=== Section Start ===
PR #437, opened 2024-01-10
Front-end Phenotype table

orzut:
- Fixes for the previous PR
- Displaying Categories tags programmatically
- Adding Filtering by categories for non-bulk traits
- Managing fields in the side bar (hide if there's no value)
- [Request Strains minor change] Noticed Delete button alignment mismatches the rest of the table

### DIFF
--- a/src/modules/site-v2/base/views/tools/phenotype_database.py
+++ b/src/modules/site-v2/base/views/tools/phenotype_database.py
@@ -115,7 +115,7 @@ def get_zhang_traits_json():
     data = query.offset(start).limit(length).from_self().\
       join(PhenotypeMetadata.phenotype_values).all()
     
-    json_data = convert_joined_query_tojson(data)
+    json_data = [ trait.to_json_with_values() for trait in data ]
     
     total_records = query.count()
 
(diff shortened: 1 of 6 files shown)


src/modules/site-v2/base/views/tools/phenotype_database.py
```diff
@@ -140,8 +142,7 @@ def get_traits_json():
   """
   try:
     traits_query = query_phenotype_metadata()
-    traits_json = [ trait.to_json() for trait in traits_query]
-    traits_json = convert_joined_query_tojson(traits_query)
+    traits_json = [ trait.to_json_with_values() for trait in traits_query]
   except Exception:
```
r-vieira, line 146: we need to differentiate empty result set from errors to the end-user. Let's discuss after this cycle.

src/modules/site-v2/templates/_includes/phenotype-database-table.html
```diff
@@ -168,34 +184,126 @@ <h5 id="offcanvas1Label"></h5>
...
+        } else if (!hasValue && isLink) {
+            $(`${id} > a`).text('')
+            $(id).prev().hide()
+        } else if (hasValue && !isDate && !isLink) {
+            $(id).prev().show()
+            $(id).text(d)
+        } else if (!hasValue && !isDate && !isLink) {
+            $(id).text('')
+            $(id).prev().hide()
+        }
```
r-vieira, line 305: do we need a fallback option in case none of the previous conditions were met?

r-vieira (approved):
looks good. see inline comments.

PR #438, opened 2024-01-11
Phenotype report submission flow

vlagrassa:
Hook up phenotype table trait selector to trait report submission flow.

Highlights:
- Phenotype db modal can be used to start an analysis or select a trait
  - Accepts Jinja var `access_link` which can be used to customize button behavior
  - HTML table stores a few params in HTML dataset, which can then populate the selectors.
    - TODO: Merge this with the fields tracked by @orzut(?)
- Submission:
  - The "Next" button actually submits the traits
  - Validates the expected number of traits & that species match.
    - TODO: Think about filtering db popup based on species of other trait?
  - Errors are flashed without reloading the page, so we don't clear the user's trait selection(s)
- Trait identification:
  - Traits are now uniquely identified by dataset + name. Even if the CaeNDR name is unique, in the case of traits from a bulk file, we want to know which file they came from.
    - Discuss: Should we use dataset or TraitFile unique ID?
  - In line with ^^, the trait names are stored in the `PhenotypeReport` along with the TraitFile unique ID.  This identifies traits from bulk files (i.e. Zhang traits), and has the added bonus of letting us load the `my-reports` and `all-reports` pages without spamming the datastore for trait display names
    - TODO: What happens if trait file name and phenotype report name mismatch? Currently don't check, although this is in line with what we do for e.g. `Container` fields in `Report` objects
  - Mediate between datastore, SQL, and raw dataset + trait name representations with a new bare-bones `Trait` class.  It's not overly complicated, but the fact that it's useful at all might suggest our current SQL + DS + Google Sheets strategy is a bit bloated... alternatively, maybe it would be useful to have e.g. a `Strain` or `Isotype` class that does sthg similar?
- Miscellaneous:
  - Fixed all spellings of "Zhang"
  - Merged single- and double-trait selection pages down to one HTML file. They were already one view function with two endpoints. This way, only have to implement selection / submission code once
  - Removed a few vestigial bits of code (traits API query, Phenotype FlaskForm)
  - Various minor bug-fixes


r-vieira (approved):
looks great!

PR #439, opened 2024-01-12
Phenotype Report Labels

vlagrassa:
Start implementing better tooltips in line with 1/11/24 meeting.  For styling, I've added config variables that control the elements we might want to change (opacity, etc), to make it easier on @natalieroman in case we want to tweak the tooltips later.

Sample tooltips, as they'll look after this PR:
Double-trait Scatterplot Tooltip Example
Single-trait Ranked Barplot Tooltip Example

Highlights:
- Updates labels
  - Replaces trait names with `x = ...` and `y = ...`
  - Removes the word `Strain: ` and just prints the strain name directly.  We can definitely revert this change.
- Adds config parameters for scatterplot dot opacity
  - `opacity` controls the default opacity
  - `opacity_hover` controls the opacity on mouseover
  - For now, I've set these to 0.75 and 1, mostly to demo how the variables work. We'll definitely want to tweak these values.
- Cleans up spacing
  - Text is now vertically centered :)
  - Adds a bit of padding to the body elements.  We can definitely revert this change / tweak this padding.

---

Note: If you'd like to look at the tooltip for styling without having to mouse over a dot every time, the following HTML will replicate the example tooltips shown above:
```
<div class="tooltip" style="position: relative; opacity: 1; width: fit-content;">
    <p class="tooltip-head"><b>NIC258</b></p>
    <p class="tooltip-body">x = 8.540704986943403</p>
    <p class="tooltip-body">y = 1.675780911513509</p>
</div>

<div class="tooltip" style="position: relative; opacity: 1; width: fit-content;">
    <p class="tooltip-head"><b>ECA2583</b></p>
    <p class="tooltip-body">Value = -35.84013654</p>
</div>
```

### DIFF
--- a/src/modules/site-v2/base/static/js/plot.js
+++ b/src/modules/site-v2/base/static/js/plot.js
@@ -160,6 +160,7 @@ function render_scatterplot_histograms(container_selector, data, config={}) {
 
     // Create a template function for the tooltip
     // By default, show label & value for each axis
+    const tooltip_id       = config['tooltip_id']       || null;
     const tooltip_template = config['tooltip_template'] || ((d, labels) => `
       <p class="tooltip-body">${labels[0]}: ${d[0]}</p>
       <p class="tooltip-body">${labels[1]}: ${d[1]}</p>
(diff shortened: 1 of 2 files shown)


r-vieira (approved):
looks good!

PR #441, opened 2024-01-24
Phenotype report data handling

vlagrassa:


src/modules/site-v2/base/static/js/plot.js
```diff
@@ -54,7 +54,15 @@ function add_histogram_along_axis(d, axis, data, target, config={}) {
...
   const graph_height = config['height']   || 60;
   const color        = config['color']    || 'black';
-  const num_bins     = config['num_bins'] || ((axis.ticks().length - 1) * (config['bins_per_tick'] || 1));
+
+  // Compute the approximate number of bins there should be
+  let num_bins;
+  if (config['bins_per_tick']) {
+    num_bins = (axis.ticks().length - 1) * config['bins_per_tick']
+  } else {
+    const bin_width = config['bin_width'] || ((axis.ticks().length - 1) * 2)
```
=== Section End ===
▶ _ASSIGNED TASK_: Extract all the material, leaving every line as it is.

▶ _ANSWER SECTION_:
PR #437, opened 2024-01-10
Front-end Phenotype table

orzut:
- Fixes for the previous PR
- Displaying Categories tags programmatically
- Adding Filtering by categories for non-bulk traits
- Managing fields in the side bar (hide if there's no value)
- [Request Strains minor change] Noticed Delete button alignment mismatches the rest of the table

### DIFF
--- a/src/modules/site-v2/base/views/tools/phenotype_database.py
+++ b/src/modules/site-v2/base/views/tools/phenotype_database.py
@@ -115,7 +115,7 @@ def get_zhang_traits_json():
     data = query.offset(start).limit(length).from_self().\
       join(PhenotypeMetadata.phenotype_values).all()
     
-    json_data = convert_joined_query_tojson(data)
+    json_data = [ trait.to_json_with_values() for trait in data ]
     
     total_records = query.count()
 
(diff shortened: 1 of 6 files shown)


src/modules/site-v2/base/views/tools/phenotype_database.py
```diff
@@ -140,8 +142,7 @@ def get_traits_json():
   """
   try:
     traits_query = query_phenotype_metadata()
-    traits_json = [ trait.to_json() for trait in traits_query]
-    traits_json = convert_joined_query_tojson(traits_query)
+    traits_json = [ trait.to_json_with_values() for trait in traits_query]
   except Exception:
```
r-vieira, line 146: we need to differentiate empty result set from errors to the end-user. Let's discuss after this cycle.

src/modules/site-v2/templates/_includes/phenotype-database-table.html
```diff
@@ -168,34 +184,126 @@ <h5 id="offcanvas1Label"></h5>
...
+        } else if (!hasValue && isLink) {
+            $(`${id} > a`).text('')
+            $(id).prev().hide()
+        } else if (hasValue && !isDate && !isLink) {
+            $(id).prev().show()
+            $(id).text(d)
+        } else if (!hasValue && !isDate && !isLink) {
+            $(id).text('')
+            $(id).prev().hide()
+        }
```
r-vieira, line 305: do we need a fallback option in case none of the previous conditions were met?

r-vieira (approved):
looks good. see inline comments.

PR #438, opened 2024-01-11
Phenotype report submission flow

vlagrassa:
Hook up phenotype table trait selector to trait report submission flow.

Highlights:
- Phenotype db modal can be used to start an analysis or select a trait
  - Accepts Jinja var `access_link` which can be used to customize button behavior
  - HTML table stores a few params in HTML dataset, which can then populate the selectors.
    - TODO: Merge this with the fields tracked by @orzut(?)
- Submission:
  - The "Next" button actually submits the traits
  - Validates the expected number of traits & that species match.
    - TODO: Think about filtering db popup based on species of other trait?
  - Errors are flashed without reloading the page, so we don't clear the user's trait selection(s)
- Trait identification:
  - Traits are now uniquely identified by dataset + name. Even if the CaeNDR name is unique, in the case of traits from a bulk file, we want to know which file they came from.
    - Discuss: Should we use dataset or TraitFile unique ID?
  - In line with ^^, the trait names are stored in the `PhenotypeReport` along with the TraitFile unique ID.  This identifies traits from bulk files (i.e. Zhang traits), and has the added bonus of letting us load the `my-reports` and `all-reports` pages without spamming the datastore for trait display names
    - TODO: What happens if trait file name and phenotype report name mismatch? Currently don't check, although this is in line with what we do for e.g. `Container` fields in `Report` objects
  - Mediate between datastore, SQL, and raw dataset + trait name representations with a new bare-bones `Trait` class.  It's not overly complicated, but the fact that it's useful at all might suggest our current SQL + DS + Google Sheets strategy is a bit bloated... alternatively, maybe it would be useful to have e.g. a `Strain` or `Isotype` class that does sthg similar?
- Miscellaneous:
  - Fixed all spellings of "Zhang"
  - Merged single- and double-trait selection pages down to one HTML file. They were already one view function with two endpoints. This way, only have to implement selection / submission code once
  - Removed a few vestigial bits of code (traits API query, Phenotype FlaskForm)
  - Various minor bug-fixes


r-vieira (approved):
looks great!

PR #439, opened 2024-01-12
Phenotype Report Labels

vlagrassa:
Start implementing better tooltips in line with 1/11/24 meeting.  For styling, I've added config variables that control the elements we might want to change (opacity, etc), to make it easier on @natalieroman in case we want to tweak the tooltips later.

Sample tooltips, as they'll look after this PR:
Double-trait Scatterplot Tooltip Example
Single-trait Ranked Barplot Tooltip Example

Highlights:
- Updates labels
  - Replaces trait names with `x = ...` and `y = ...`
  - Removes the word `Strain: ` and just prints the strain name directly.  We can definitely revert this change.
- Adds config parameters for scatterplot dot opacity
  - `opacity` controls the default opacity
  - `opacity_hover` controls the opacity on mouseover
  - For now, I've set these to 0.75 and 1, mostly to demo how the variables work. We'll definitely want to tweak these values.
- Cleans up spacing
  - Text is now vertically centered :)
  - Adds a bit of padding to the body elements.  We can definitely revert this change / tweak this padding.

---

Note: If you'd like to look at the tooltip for styling without having to mouse over a dot every time, the following HTML will replicate the example tooltips shown above:
```
<div class="tooltip" style="position: relative; opacity: 1; width: fit-content;">
    <p class="tooltip-head"><b>NIC258</b></p>
    <p class="tooltip-body">x = 8.540704986943403</p>
    <p class="tooltip-body">y = 1.675780911513509</p>
</div>

<div class="tooltip" style="position: relative; opacity: 1; width: fit-content;">
    <p class="tooltip-head"><b>ECA2583</b></p>
    <p class="tooltip-body">Value = -35.84013654</p>
</div>
```

### DIFF
--- a/src/modules/site-v2/base/static/js/plot.js
+++ b/src/modules/site-v2/base/static/js/plot.js
@@ -160,6 +160,7 @@ function render_scatterplot_histograms(container_selector, data, config={}) {
 
     // Create a template function for the tooltip
     // By default, show label & value for each axis
+    const tooltip_id       = config['tooltip_id']       || null;
     const tooltip_template = config['tooltip_template'] || ((d, labels) => `
       <p class="tooltip-body">${labels[0]}: ${d[0]}</p>
       <p class="tooltip-body">${labels[1]}: ${d[1]}</p>
(diff shortened: 1 of 2 files shown)


r-vieira (approved):
looks good!

PR #441, opened 2024-01-24
Phenotype report data handling

vlagrassa:


src/modules/site-v2/base/static/js/plot.js
```diff
@@ -54,7 +54,15 @@ function add_histogram_along_axis(d, axis, data, target, config={}) {
...
   const graph_height = config['height']   || 60;
   const color        = config['color']    || 'black';
-  const num_bins     = config['num_bins'] || ((axis.ticks().length - 1) * (config['bins_per_tick'] || 1));
+
+  // Compute the approximate number of bins there should be
+  let num_bins;
+  if (config['bins_per_tick']) {
+    num_bins = (axis.ticks().length - 1) * config['bins_per_tick']
+  } else {
+    const bin_width = config['bin_width'] || ((axis.ticks().length - 1) * 2)
```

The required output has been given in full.